ENTRIES SHOWN Start Marker

PR #1570, opened 2019-07-11
Fix #1571: FxCop converter doesn't emit run.logicalLocations + add validation rule

### LINKED ISSUE #1571: FxCop converter produces logicalLocation.index but not run.logicalLocations
@harleenkohli discovered an FxCop SARIF file where `theResult.locations[0].logicalLocations[0].index` was populated, but `theRun.logicalLocations` was absent. This is invalid by §3.33.3:

>If `thisObject` is an element of `theRun.logicalLocations`, then `index` **MAY** be present. ...
>
> Otherwise, if `theRun.logicalLocations` is absent, or if it does not contain a cached object for `thisObject`, then `index` **SHALL NOT** be present.

lgolding:
@harleenkohli discovered an FxCop SARIF file where `theResult.locations[0].logicalLocations[0].index` was populated, but `theRun.logicalLocations` was absent. This is invalid by §3.33.3:

>If `thisObject` is an element of `theRun.logicalLocations`, then `index` **MAY** be present. ...
>
> Otherwise, if `theRun.logicalLocations` is absent, or if it does not contain a cached object for `thisObject`, then `index` **SHALL NOT** be present.

The reason is that the FxCop converter accumulates the list of logical locations but then never writes them out. It's a one-line fix.

Since this is an in-the-wild occurrence of invalid SARIF that we did not detect, I added a validation rule. **The rule is complicated because there are _many_ places we need to do similar array index validations.**

Notes:
- The validation rule needs to know what run it's looking at, so I added `SarifValidationContext.CurrentRun`.

Also:
- If there is neither physical nor logical location available information, don't emit `result.locations`. This happens, for example, on an engine exception (CA0001) or an assembly load error (CA0055).
- To aid debugging, implement `Region.ToString` (returns, for example, `"(24,10)"`).
- Update `SarifValidationSkimmerBase.HelpUri` to always point to the latest spec.
- Prevent the validator from emitting empty rule help messages.


lgolding:

lgolding:

src/Sarif/RuleUtilities.cs
```diff
@@ -32,7 +33,7 @@ public static Result BuildResult(FailureLevel level, IAnalysisContext context, R
             return BuildResult(level, kind, context, region, ruleMessageId, arguments);
         }
 
-        public static Result BuildResult(FailureLevel level, ResultKind kind, IAnalysisContext context, Region region, string ruleMessageId, params string[] arguments)
+        public static Result BuildResult(FailureLevel level, ResultKind kind, IAnalysisContext context, Region region, string ruleMessageId, params object[] arguments)
```
michaelcfanning: >object [](start = 148, length = 6)

Not sure I like this change. it's preferable to require callers to convert to strings, so that they can apply culture insensitive/sensitive transformations during ToString. we can't make an appropriate choice from the object.ToString() helper.

src/Sarif.Multitool/Rules/RuleId.cs
```diff
@@ -16,5 +16,6 @@ public static class RuleId
         public const string UriBaseIdRequiresRelativeUri = "SARIF1014";
         public const string UriMustBeAbsolute = "SARIF1015";
         public const string ContextRegionRequiresRegion = "SARIF1016";
+        public const string InvalidLogicalLocationIndex = "SARIF1017";
```
michaelcfanning: >InvalidLogicalLocationIndex [](start = 28, length = 27)

As always, I'm concerned this rule is overly granular, create one rule for any invalid index.

lgolding: Working on it. There are a total of 15 array-index-valued properties, so it will take a couple of hours:

- `logicalLocation.index`
- `logicalLocation.parentIndex`
- `artifactLocation.index`
- `artifact.parentIndex`
- `result.ruleIndex`
- `address.index`
- `address.parentIndex`
- `threadFlowLocation.index`
- `graphTraversal.resultGraphIndex`
- `graphTraversal.runGraphIndex`
- `webRequest.index`
- `webResponse.index`
- `resultProvenance.invocationIndex`
- `reportingDescriptorReference.index`
- `toolComponentReference.index`

---
In reply to: [303553749](https://github.com/microsoft/sarif-sdk/pull/1570#discussion_r303553749) [](ancestors = 303553749)

src/Sarif.Converters/FxCopConverter.cs
```diff
@@ -138,6 +140,11 @@ internal Result CreateResult(FxCopLogReader.Context context)
                 sourceFile = string.IsNullOrWhiteSpace(sourceFile) ? targetFile : sourceFile;
             }
 
+            // Don't emit a location if neither physical location nor logical location information
+            // is present. This is the case for CA0001, (unexpected error in analysis tool).
```
michaelcfanning: >, [](start = 54, length = 1)

remove this comma?

src/Sarif.Converters/FxCopConverter.cs
```diff
@@ -138,6 +140,11 @@ internal Result CreateResult(FxCopLogReader.Context context)
...
+            // https://docs.microsoft.com/en-us/visualstudio/code-quality/ca0001?view=vs-2019
+            bool emitLocation = false;
```
michaelcfanning: >false [](start = 32, length = 5)

NIT you could make this assignment the return value of !string.IsNullOrWhitespace. Then below, simply test 'emitLocation' to enter the conditional. Eliminates the second assignment to emitLocation.

src/Sarif.Multitool/Rules/SARIF1017.InvalidIndex.cs
```diff
@@ -0,0 +1,209 @@
...
+            ValidateArrayIndex(
+                graphTraversal.ResultGraphIndex,
+                Context.CurrentResult.Graphs,
+                graphTraversalPointer,
+                "graphTraversal",
+                "resultGraphIndex",
+                $"runs[{Context.CurrentRunIndex}].results[{Context.CurrentResultIndex}].graphTraversals");
+        }
+
+        protected override void Analyze(LogicalLocation logicalLocation, string logicalLocationPointer)
```
michaelcfanning: >LogicalLocation [](start = 40, length = 15)

where's the check for logicalLocation.parentIndex?

src/Sarif.Multitool/Rules/SARIF1017.InvalidIndex.cs
```diff
@@ -0,0 +1,209 @@
...
+                Context.CurrentRun.Artifacts,
+                artifactLocationPointer,
+                "artifactLocation",
+                "index",
+                $"runs[{Context.CurrentRunIndex}].artifacts");
+        }
+
+        protected override void Analyze(GraphTraversal graphTraversal, string graphTraversalPointer)
+        {
+            ValidateArrayIndex(
```
michaelcfanning: >ValidateArrayIndex [](start = 12, length = 18)

please double check you've covered all 15 identified cases. Am I correct that I find only 13 here? logicalLocations.parentIndex certainly seems missing, can't find the other, assuming there is another.

src/Sarif.Multitool/Rules/SarifValidationSkimmerBase.cs
```diff
@@ -59,42 +56,53 @@ protected void LogResult(string jPointer, string formatId, params string[] args)
...
 
         protected virtual void Analyze(Graph graph, string graphPointer)
         {
         }
 
+        protected virtual void Analyze(GraphTraversal graphTraversal, string graphTraversalPointer)
+        {
+        }
+
         protected virtual void Analyze(Invocation invocation, string invocationPointer)
```
michaelcfanning: >Analyze [](start = 31, length = 7)

If we were ninja, there would be a test that reflects over this type and parses the schema and attempts to ensure that we find an Analyze method for all types. Looks like graphTraversal was missing for example.

michaelcfanning: Format is complete now, so not sure it's worth the time to stop. If we touch this file again, I'll do it.:)

---
In reply to: [305429964](https://github.com/microsoft/sarif-sdk/pull/1570#discussion_r305429964) [](ancestors = 305429964)

src/Sarif.Multitool/Rules/SarifValidationSkimmerBase.cs
```diff
@@ -186,7 +214,7 @@ internal static string JsonPointerToJavaScript(string pointerString)
             var pointer = new JsonPointer(pointerString);
             foreach (string token in pointer.ReferenceTokens)
             {
-                if (int.TryParse(token, out int index))
+                if (int.TryParse(token, out _))
```
michaelcfanning: >_ [](start = 44, length = 1)

NIT can you use 'unusedIndex' or something rather than an underscore? i find it jarring to see this where I expect a variable name. I understand you're trying to indicate it is not consumed.

src/Sarif.Multitool/Rules/SarifValidationSkimmerBase.cs
```diff
@@ -554,6 +662,36 @@ private void Visit(Region region, string regionPointer)
...
+                Visit(reportingDescriptor.ShortDescription, reportingDescriptorPointer.AtProperty(SarifPropertyName.ShortDescription));
+            }
+
+            if (reportingDescriptor.FullDescription != null)
+            {
+                Visit(reportingDescriptor.FullDescription, reportingDescriptorPointer.AtProperty(SarifPropertyName.FullDescription));
+            }
+        }
+
+        private void Visit(ReportingDescriptorReference reportingDescriptorReference, string reportingDescriptorReferencePointer)
```
michaelcfanning: >Visit [](start = 21, length = 5)

this code never should have reauthored a comprehensive visitor in the SDK but should have used our rewriting visitor. all this churn emphasizes the point to me.

src/Sarif.Multitool/Rules/SARIF1017.InvalidIndex.cs
lgolding: I have not finished all the cases yet. And some of the cases have sub-cases: for instance, you have to validate `ReportingDescriptorReference.Index`, but `ReportingDescriptorReferences` occur in several different contexts -- and you need tests for all of them to ensure you've got error message arguments right in each case.

---
In reply to: [305428389](https://github.com/microsoft/sarif-sdk/pull/1570#discussion_r305428389) [](ancestors = 305428389)

src/Sarif.Multitool/Rules/SarifValidationSkimmerBase.cs
lgolding: Actually this is a language feature. "`_`" is special -- note how I didn't have to specify the type of the output parameter.

---
In reply to: [305430798](https://github.com/microsoft/sarif-sdk/pull/1570#discussion_r305430798) [](ancestors = 305430798)

src/Sarif.Multitool/Rules/SARIF1017.InvalidIndex.cs
lgolding: Absolutely. I have a list of cases to cover. Here's the current status (which I think includes work done after you did your review):
```
[ ] One rule for invalid index
    [x] logicalLocation.parentIndex
    [x] artifactLocation.index
    [x] artifact.parentIndex
    [x] result.ruleIndex
    [x] address.index
    [x] address.parentIndex
    [x] threadFlowLocation.index
    [x] graphTraversal.resultGraphIndex
    [x] graphTraversal.runGraphIndex
    [x] webRequest.index
        [x] result.webRequest
        [x] threadFlowLocation.webRequest
    [x] webResponse.index
        [x] result.webResponse
        [x] threadFlowLocation.webResponse
    [x] resultProvenance.invocationIndex
    [ ] reportingDescriptorReference.index
        [x] result.rule
          [ ] Cover the case where there is a toolComponent reference that affects the array this points into.
        [x] configurationOverride.descriptor
            [x] invocation.ruleConfigurationOverrides
            [x] invocation.notificationConfigurationOverrides
        [ ] reportingDescriptorRelationship.target
        [ ] notification.descriptor
        [ ] notification.associatedRule
        [ ] Use in Taxa
        [ ] Use in ReportingDescriptorRelationship
    [ ] toolComponentReference.index
        [ ] toolComponent.associatedComponent
        [ ] reportingDescriptorReference.toolComponent
```

---
In reply to: [305429284](https://github.com/microsoft/sarif-sdk/pull/1570#discussion_r305429284) [](ancestors = 305429284)

src/Sarif.Multitool/Rules/SarifValidationSkimmerBase.cs
lgolding: I don't remember how we got to this state. I think I discovered at some point that the generated `RewritingVisitor` wasn't fit for this purpose, so I started work in a branch (which I still have hanging around called) `users/lgolding/generate-visitor`, where I was going to generate _this_ visitor. But I never got time to finish it, and it turns out there are aspects of this code that are hard to auto-generate. I'm not opposed to taking another look, but boy, I can't imagine this rising to the top of my stack.

---
In reply to: [305431532](https://github.com/microsoft/sarif-sdk/pull/1570#discussion_r305431532) [](ancestors = 305431532)

src/Sarif.Multitool/Rules/SARIF1017.InvalidIndex.cs
lgolding: Having said that, I just looked at my checklist (I pasted it into another comment), and I see that I put an `x` in the `logicalLocation.parentIndex` box -- and that was a mistake. Good catch! I'll uncheck it and implement it (and then re-check it ;-)).

---
In reply to: [305525258](https://github.com/microsoft/sarif-sdk/pull/1570#discussion_r305525258) [](ancestors = 305525258,305428389)

src/Sarif.Multitool/Rules/SARIF1017.InvalidIndex.cs
michaelcfanning: Great. Resetting my review to 'reviewing' pending your completion of the work. Carry on! Good stuff.

---
In reply to: [305525771](https://github.com/microsoft/sarif-sdk/pull/1570#discussion_r305525771) [](ancestors = 305525771,305429284)

src/Sarif.Multitool/Rules/SarifValidationSkimmerBase.cs
lgolding: There are places in this code where I have to set context to establish whether I'm looking at a notification descriptor, or a taxon descriptor, in order to produce the correct error message. (See, for example, the method `Visit(Notification, string)` in this class, and in SARIF1017.InvalidIndex.cs, see the overload of `Analyze` that takes a `ReportingDescriptorReference`.)

That would make it hard to auto-generate this class.

---
In reply to: [305526382](https://github.com/microsoft/sarif-sdk/pull/1570#discussion_r305526382) [](ancestors = 305526382,305431532)

src/ReleaseHistory.md
```diff
@@ -420,4 +420,8 @@
...
-* BUGFIX: Add missing `"additionalProperties": false` constraints to schema; add missing object descriptions and improve other object descriptions in schema; update schema version to -rtm.4.
\ No newline at end of file
+* BUGFIX: Add missing `"additionalProperties": false` constraints to schema; add missing object descriptions and improve other object descriptions in schema; update schema version to -rtm.4.
+
+## **v2.1.9** [Sdk](https://www.nuget.org/packages/Sarif.Sdk/2.1.9) | [Driver](https://www.nuget.org/packages/Sarif.Driver/2.1.9) | [Converters](https://www.nuget.org/packages/Sarif.Converters/2.1.9) | [Multitool](https://www.nuget.org/packages/Sarif.Multitool/2.1.9)
+* BUGFIX: FxCop converter produced logicalLocation.index but did not produce the run.logicalLocations array. https://github.com/microsoft/sarif-sdk/issues/1571
+* FEATURE: Add validation rule to ensure that `logicalLocation.index` is not present unless `run.logicalLocations` is present.
```
harleenkohli: >`logicalLocation.index` is not present unless `run.logicalLocations` [](start = 46, length = 68)

this text can be changed to cover all index based validations

src/Sarif.Multitool/Rules/SarifValidationSkimmerBase.cs
harleenkohli: aah, beautiful!! TIL. I always found it annoying thing about TryParses! most of the times we dont care about the out param, so this makes me very happy! :)

---
In reply to: [305525416](https://github.com/microsoft/sarif-sdk/pull/1570#discussion_r305525416) [](ancestors = 305525416,305430798)

src/ReleaseHistory.md
lgolding: Thanks, fixed.

---
In reply to: [312603755](https://github.com/microsoft/sarif-sdk/pull/1570#discussion_r312603755) [](ancestors = 312603755)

ENTRIES SHOWN End Marker

#### TO DO
Please report every line of the records above that contains the word "webResponse".

#### EXERCISE RESPONSE
- `webResponse.index`
    [x] webResponse.index
        [x] result.webResponse
        [x] threadFlowLocation.webResponse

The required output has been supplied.